Rare and common variants in complex disease

复杂疾病中的罕见和常见变异

• 批准号: 10554006
• 负责人: SHAMIL SUNYAEV
• 金额: $ 49.62万
• 依托单位: HARVARD MEDICAL SCHOOL
• 依托单位国家: 美国
• 财政年份: 2022
• 资助国家: 美国
• 起止时间: 2022-02-01 至 2022-06-30
• 项目状态: 已结题
• 来源: https://reporter.nih.gov/project-details/10554006
• 关键词: Rare; common; variants; complex; disease

Analyses of common and rare genetic variation have produced key biological insights for many complex diseases. However, for most diseases, including psychiatric disease, the bulk of heritability remains unexplained. The genetics community is increasingly focusing on rare variants, motivated by improvements in technology that are enabling the generation of large whole-genome and whole exome sequencing (WGS and WES) data sets. A growing number of high-profile studies on rare and common variant analysis have been published, including studies published by the PIs of this renewal application and funded by R01MH101244. Nonetheless, there are many unanswered questions about the genetic architecture of complex diseases. Here, we propose a research program that will investigate complex disease architectures and develop methods to optimally leverage rare and common variant contributions to produce new biological discoveries. We will assess contributions to disease heritability across the allele frequency spectrum; identify gene sets and functional annotations that are enriched for disease heritability; and leverage these findings to increase statistical power in studies of rare and common variants while controlling for confounding. Our collaboration has multiple strengths: our statistical and computational expertise; our extensive publication record in the previous funding cycle; our track record of producing practical software that is widely used by the community; and our data- driven approach, which ensures that the methods we develop will be broadly applied to psychiatric and other disease data sets. We will guide our research using hundreds of thousands of samples from large psychiatric GWAS, WES and WGS disease data sets.

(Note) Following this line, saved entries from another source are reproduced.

PR #24757, opened 2024-11-15
Fetch authorized tenants from the state

### LINKED ISSUE #24639: Authorized tenants are retrieved from state
### Description
In the existing code, the tenants that a particular command is authorized for are retrieved from the Identity service, in the case of GRPC this is via the `IdentityInterceptor`, in the case of rest it is via `IdentityAuthenticationManager`. 

With the new architecture tenant information will now be available directly within the engine, this means that instead of taking the information from elsewhere, we should just use the state in Zeebe.

### Acceptance criteria
- [x] Remove Identity interceptor from gateway-grpc
- [x] Remove usage of identity sdk
- [x] Remove from processors/states tenant check
- [x] Add tenant verification in AuthorizationCheckBehavior

nicpuppa:
## Description

Remove the tenant interceptor from the gateway (gRPC). Adjusted processors/states in order to retrieve tenants from the user state and not from the authorizations info in each command.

对常见和罕见遗传变异的分析为许多人提供了关键的生物学见解。 复杂的疾病。然而，对于大多数疾病，包括精神疾病， 遗传性仍然无法解释。遗传学界越来越关注罕见的 变体，其动机是技术的改进， 全基因组和全外显子组测序（WGS和WES）数据集。越来越多的 已经发表了关于罕见和常见变异分析的备受瞩目的研究， 由本更新申请的PI发布，并由R 01 MH 101244资助。尽管如此， 关于复杂疾病的遗传结构有许多未解之谜。 在这里，我们提出了一个研究计划，将调查复杂的疾病结构， 开发方法，以最佳方式利用罕见和常见的变异贡献， 生物学发现 我们将评估整个等位基因频谱对疾病遗传力的贡献; 针对疾病遗传性而富集的基因集和功能注释;以及 这些发现增加了罕见和常见变异研究的统计能力， 控制混淆。我们的合作有多种优势：我们的统计和 计算专业知识;我们在上一个资助周期的广泛出版记录;我们的 我们在制作广泛应用的实用软件方面的往绩;以及我们的数据- 驱动的方法，确保我们开发的方法将广泛应用于 精神病和其他疾病数据集。我们将使用数百个 来自大型精神病GWAS、WES和WGS疾病数据集的数千个样本。